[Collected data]
********
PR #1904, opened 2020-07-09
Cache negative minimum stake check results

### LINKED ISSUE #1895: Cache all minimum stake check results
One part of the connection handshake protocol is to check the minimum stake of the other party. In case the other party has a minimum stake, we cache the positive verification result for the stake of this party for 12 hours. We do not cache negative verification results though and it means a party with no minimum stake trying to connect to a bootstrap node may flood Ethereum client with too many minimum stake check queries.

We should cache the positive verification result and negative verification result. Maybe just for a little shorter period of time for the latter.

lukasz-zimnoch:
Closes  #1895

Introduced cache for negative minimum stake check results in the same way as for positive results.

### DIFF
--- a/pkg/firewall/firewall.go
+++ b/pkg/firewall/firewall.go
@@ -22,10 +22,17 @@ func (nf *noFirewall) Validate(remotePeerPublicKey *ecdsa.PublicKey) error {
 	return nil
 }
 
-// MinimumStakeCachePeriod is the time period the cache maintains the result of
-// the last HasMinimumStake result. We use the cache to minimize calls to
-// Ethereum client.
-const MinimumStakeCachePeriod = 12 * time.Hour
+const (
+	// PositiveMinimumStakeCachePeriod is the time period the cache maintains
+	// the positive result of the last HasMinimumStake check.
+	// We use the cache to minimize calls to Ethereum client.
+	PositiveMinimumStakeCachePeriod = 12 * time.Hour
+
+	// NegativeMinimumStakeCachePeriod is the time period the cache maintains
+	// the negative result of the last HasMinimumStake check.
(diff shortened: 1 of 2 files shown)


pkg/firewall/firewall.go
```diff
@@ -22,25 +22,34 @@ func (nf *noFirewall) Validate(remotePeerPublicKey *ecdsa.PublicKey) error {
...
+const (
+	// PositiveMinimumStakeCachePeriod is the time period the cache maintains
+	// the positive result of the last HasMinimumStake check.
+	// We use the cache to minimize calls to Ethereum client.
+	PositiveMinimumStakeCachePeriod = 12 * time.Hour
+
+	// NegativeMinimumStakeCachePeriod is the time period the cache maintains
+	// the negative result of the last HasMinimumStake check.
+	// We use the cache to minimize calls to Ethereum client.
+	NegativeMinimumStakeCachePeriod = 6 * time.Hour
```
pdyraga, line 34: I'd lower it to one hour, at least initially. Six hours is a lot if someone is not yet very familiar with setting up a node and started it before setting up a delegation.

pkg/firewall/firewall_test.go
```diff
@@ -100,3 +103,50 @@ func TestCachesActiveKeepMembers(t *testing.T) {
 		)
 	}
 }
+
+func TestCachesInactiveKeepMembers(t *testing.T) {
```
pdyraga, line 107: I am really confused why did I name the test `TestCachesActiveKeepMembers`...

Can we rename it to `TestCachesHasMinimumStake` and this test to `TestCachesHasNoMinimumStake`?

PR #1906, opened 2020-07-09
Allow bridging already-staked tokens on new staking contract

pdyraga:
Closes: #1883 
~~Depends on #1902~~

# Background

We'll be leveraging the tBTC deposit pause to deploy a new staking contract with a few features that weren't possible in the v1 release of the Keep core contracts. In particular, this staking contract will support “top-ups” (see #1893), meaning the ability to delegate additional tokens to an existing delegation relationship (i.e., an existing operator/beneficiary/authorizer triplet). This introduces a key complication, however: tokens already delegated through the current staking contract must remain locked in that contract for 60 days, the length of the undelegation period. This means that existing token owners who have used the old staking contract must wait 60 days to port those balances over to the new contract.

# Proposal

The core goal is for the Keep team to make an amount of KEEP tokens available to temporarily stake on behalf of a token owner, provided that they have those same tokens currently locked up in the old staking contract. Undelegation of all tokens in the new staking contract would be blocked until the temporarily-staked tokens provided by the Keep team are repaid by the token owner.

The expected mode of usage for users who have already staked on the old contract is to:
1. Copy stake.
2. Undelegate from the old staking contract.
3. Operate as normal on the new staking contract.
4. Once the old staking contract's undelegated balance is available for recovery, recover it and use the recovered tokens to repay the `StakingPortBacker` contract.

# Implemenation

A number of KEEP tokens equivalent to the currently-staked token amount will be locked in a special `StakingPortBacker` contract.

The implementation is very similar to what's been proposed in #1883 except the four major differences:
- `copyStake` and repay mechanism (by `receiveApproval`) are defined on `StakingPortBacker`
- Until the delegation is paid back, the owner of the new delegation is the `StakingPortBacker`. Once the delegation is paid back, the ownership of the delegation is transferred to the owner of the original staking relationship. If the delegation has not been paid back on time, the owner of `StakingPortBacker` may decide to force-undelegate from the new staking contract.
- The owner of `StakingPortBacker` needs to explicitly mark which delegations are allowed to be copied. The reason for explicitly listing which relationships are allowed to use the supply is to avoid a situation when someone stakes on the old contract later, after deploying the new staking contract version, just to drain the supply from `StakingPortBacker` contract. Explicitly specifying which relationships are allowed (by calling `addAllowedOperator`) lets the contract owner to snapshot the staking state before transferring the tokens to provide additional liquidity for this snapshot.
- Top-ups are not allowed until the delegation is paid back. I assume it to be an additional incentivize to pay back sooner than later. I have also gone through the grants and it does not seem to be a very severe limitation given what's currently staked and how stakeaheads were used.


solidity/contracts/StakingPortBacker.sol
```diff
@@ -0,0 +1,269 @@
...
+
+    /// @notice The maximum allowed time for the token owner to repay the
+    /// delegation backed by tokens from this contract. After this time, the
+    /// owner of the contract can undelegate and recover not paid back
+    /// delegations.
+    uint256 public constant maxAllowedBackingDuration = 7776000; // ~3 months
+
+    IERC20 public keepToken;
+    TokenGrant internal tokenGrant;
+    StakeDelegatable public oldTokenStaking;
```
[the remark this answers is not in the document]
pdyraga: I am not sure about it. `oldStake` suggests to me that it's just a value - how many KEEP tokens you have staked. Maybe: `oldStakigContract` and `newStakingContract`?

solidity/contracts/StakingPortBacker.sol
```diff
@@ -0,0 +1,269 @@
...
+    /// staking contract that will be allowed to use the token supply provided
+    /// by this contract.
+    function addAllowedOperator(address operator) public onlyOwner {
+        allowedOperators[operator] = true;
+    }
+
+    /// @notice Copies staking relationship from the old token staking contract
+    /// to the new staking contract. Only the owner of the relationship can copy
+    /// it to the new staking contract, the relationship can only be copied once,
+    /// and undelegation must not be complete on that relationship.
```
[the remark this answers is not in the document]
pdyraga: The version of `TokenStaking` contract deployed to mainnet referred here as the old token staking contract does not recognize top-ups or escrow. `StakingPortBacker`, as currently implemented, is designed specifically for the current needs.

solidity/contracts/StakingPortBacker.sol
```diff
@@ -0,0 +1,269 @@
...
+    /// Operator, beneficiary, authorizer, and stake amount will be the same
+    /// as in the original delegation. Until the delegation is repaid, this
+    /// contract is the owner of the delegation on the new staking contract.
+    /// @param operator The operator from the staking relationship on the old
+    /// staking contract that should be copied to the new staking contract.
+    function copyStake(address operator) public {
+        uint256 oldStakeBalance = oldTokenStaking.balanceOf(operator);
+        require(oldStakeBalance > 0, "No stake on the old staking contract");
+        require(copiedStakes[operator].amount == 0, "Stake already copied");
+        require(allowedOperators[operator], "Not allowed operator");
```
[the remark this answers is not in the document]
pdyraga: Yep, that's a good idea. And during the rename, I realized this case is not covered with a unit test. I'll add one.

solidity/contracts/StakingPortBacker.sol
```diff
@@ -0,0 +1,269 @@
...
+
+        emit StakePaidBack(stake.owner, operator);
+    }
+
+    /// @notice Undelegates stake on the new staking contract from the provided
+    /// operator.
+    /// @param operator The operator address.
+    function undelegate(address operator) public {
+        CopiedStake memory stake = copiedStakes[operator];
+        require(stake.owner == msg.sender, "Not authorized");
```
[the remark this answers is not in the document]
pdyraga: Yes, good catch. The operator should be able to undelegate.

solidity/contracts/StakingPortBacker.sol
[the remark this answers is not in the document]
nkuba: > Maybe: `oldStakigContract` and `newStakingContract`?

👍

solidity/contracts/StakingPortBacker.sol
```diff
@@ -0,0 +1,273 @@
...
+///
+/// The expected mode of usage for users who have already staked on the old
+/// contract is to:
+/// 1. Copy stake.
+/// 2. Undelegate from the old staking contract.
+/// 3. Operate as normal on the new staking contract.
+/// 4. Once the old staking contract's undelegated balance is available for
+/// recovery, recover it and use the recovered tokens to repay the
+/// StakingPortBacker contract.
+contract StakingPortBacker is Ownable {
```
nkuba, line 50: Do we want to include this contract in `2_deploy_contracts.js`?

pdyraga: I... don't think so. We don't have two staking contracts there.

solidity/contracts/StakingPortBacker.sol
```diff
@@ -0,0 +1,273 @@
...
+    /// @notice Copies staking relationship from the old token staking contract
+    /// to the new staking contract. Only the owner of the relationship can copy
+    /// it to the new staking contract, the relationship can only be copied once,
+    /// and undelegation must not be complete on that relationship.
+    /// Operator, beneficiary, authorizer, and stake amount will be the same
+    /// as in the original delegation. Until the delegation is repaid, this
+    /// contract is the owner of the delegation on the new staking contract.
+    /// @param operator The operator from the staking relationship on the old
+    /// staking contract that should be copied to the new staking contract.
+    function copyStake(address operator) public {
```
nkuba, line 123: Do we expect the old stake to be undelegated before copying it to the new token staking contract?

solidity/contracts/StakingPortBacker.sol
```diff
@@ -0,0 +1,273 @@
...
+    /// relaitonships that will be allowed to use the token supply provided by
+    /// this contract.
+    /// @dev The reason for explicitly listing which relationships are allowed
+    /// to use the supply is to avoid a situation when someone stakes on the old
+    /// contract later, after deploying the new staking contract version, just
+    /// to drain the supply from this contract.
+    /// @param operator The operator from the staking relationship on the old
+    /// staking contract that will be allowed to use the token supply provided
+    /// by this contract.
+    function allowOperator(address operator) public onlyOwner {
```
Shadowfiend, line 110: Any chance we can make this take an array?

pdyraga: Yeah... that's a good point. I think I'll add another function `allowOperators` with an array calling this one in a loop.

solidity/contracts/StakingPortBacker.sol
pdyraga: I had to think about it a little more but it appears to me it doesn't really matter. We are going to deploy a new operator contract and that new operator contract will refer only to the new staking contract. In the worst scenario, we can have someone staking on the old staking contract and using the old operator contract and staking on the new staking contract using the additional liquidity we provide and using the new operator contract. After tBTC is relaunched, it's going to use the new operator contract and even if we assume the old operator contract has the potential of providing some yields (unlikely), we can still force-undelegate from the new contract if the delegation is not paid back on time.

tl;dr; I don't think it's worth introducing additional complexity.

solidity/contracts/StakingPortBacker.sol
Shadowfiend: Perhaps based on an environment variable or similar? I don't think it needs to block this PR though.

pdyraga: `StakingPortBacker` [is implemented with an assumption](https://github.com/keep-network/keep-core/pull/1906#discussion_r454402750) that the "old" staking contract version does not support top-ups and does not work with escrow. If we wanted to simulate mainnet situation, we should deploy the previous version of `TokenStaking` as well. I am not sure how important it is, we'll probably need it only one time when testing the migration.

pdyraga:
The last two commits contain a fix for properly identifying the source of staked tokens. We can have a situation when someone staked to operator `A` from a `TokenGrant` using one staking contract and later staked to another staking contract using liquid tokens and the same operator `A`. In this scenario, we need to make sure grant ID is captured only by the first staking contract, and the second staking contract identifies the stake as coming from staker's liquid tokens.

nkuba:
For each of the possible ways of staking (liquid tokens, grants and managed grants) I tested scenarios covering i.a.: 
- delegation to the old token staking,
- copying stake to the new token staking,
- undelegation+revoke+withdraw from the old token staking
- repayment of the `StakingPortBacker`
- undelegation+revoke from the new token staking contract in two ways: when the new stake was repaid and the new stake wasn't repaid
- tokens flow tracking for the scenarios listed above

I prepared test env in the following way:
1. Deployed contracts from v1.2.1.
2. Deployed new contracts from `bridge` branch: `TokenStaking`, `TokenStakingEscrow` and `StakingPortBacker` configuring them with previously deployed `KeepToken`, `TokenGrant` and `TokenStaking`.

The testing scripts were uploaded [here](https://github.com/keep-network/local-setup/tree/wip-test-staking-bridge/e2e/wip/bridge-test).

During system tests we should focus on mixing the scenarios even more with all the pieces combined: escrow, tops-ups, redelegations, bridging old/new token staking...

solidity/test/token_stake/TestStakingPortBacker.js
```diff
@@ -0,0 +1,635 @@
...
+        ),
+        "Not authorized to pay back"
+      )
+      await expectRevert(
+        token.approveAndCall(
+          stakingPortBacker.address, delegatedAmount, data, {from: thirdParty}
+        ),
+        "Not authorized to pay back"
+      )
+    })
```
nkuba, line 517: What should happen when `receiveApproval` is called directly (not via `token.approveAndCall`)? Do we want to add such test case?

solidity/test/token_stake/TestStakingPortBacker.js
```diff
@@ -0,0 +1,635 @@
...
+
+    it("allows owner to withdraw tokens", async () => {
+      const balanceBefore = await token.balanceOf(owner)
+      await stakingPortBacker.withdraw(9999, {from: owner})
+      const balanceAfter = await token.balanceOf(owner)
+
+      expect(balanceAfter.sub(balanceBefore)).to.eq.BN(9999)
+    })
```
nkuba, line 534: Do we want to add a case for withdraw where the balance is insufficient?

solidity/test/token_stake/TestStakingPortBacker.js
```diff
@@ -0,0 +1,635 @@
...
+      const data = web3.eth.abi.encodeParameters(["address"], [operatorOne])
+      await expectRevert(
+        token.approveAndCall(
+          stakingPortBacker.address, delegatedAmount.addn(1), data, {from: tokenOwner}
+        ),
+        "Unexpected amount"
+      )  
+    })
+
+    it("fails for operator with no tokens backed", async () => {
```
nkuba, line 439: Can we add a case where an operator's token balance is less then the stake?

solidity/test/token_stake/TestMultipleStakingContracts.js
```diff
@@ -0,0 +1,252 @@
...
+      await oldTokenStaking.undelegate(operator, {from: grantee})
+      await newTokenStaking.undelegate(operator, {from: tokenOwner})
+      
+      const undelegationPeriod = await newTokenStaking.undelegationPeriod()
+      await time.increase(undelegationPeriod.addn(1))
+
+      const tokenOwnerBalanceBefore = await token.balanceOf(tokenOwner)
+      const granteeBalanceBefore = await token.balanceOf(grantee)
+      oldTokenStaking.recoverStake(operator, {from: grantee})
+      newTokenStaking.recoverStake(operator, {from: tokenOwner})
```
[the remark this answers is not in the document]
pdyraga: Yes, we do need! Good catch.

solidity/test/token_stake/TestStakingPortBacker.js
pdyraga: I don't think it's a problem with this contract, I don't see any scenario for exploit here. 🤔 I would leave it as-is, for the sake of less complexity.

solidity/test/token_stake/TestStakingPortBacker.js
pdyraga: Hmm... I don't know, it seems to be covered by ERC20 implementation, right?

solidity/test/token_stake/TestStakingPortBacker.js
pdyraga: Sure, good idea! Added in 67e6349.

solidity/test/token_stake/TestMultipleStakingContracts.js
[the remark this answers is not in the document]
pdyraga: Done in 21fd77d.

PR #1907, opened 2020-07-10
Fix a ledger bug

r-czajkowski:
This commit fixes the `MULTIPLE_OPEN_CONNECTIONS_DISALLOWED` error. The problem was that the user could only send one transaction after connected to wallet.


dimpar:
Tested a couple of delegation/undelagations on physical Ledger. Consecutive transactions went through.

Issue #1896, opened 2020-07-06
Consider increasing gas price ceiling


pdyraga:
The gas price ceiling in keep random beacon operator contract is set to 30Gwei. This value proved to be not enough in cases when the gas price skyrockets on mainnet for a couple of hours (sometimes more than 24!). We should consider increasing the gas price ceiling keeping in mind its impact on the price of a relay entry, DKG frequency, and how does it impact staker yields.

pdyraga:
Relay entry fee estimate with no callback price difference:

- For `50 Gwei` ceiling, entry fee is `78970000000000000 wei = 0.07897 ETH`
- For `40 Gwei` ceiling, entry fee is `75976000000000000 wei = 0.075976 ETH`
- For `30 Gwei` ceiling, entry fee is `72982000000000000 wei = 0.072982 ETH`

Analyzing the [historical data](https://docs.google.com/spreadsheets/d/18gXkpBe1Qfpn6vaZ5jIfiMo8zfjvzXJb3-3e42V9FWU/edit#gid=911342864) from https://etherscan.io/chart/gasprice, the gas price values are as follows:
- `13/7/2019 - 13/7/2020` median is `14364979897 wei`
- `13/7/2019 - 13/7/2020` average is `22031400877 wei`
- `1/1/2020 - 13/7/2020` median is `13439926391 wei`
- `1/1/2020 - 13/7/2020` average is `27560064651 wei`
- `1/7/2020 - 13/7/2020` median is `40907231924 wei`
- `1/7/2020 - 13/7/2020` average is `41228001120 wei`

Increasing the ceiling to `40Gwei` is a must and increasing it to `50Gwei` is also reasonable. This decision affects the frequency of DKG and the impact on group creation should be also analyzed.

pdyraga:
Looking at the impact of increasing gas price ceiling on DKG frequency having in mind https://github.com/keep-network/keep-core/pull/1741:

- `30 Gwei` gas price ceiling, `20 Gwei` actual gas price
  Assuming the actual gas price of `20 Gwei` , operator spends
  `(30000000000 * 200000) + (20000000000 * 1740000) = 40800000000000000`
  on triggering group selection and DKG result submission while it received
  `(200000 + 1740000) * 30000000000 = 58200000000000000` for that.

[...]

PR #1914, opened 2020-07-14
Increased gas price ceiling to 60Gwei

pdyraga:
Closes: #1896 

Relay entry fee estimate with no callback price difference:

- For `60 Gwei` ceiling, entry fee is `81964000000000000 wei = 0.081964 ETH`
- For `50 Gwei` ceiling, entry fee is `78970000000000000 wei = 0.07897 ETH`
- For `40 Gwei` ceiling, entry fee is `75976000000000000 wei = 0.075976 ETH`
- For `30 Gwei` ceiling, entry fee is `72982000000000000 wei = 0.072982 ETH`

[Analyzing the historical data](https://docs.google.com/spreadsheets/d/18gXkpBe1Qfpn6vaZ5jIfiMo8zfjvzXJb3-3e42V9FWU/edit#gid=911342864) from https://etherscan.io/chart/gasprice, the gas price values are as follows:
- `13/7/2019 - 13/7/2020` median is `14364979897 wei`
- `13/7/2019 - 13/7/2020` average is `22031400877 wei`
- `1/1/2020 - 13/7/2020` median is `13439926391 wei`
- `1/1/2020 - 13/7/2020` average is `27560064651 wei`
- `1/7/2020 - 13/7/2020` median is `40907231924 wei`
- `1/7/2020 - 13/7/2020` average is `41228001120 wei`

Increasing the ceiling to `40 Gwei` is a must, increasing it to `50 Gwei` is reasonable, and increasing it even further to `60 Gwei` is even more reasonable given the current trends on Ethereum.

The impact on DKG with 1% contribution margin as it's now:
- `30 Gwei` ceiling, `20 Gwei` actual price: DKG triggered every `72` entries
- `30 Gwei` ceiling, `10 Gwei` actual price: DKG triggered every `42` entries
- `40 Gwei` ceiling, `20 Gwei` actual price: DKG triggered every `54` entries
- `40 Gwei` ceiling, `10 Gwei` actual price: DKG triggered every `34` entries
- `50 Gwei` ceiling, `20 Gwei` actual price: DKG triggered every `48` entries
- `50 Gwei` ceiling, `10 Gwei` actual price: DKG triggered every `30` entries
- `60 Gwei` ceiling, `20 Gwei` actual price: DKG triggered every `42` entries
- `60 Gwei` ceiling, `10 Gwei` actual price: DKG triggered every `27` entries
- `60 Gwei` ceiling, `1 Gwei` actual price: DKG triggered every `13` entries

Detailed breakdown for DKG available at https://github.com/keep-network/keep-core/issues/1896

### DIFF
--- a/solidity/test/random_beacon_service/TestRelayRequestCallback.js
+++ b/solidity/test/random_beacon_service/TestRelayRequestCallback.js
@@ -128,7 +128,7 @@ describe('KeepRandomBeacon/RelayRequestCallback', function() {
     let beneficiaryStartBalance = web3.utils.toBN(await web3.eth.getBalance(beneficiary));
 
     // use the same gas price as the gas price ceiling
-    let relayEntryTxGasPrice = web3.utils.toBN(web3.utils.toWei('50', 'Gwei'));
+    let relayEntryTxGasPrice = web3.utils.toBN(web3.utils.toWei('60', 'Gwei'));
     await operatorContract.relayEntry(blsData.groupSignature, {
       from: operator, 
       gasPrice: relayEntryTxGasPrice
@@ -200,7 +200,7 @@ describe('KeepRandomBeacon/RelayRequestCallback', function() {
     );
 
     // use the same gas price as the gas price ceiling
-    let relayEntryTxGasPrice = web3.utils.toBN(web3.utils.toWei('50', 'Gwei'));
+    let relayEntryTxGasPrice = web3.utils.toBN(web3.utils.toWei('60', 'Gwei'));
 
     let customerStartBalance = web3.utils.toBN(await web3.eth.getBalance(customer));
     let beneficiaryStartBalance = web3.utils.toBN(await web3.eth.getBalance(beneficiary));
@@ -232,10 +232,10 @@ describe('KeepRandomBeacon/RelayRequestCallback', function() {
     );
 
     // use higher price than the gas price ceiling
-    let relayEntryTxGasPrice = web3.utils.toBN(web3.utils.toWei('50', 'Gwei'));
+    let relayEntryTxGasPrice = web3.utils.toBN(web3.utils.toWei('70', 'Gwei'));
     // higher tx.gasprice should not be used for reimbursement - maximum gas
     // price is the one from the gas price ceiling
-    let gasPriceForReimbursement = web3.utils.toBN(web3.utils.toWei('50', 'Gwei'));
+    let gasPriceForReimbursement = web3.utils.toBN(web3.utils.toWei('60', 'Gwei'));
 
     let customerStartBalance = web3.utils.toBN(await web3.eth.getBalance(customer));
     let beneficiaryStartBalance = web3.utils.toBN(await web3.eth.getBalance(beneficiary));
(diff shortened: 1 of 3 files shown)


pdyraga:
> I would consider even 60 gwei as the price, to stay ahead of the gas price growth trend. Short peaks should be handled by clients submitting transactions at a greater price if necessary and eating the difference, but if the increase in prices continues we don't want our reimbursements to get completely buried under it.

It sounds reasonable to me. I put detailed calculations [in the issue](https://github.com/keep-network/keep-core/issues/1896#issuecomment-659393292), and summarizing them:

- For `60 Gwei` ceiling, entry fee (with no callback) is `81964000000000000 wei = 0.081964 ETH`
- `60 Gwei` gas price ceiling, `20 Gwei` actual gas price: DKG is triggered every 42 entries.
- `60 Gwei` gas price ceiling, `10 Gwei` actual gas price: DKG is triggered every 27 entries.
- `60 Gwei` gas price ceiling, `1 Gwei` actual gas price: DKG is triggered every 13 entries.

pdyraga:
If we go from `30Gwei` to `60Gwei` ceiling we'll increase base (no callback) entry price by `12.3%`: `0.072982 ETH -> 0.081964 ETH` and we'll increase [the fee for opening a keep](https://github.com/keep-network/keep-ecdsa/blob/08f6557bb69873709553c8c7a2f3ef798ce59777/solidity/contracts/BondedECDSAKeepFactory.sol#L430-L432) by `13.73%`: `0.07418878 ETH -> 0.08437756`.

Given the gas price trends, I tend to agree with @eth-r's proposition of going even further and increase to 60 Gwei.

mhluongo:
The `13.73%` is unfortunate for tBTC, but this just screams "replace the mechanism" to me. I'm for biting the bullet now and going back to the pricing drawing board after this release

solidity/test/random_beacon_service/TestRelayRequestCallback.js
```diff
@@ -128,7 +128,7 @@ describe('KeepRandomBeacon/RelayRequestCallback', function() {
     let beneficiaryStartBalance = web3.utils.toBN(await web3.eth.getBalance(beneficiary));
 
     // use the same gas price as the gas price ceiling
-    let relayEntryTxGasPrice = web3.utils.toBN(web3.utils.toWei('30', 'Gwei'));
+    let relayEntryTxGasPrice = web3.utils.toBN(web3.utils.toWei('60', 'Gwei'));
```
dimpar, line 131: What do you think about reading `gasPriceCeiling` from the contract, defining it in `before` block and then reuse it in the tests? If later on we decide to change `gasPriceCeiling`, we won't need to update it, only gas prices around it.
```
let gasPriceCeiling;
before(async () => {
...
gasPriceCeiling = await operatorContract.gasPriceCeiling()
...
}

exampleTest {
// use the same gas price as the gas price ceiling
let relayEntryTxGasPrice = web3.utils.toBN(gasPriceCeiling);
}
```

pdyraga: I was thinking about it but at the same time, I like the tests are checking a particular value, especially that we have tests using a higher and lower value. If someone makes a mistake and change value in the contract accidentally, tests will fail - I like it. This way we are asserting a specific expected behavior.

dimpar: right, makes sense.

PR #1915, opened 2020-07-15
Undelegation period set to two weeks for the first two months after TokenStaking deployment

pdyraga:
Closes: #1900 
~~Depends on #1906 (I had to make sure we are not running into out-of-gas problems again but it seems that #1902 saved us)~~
********
#### [PROBLEM TO SOLVE]
Copy exactly the lines that run from the first line of the data to the line containing "### LINKED ISSUE", please, with both ends included and nothing else.

#### [WRITTEN RESPONSE]
PR #1904, opened 2020-07-09
Cache negative minimum stake check results

### LINKED ISSUE #1895: Cache all minimum stake check results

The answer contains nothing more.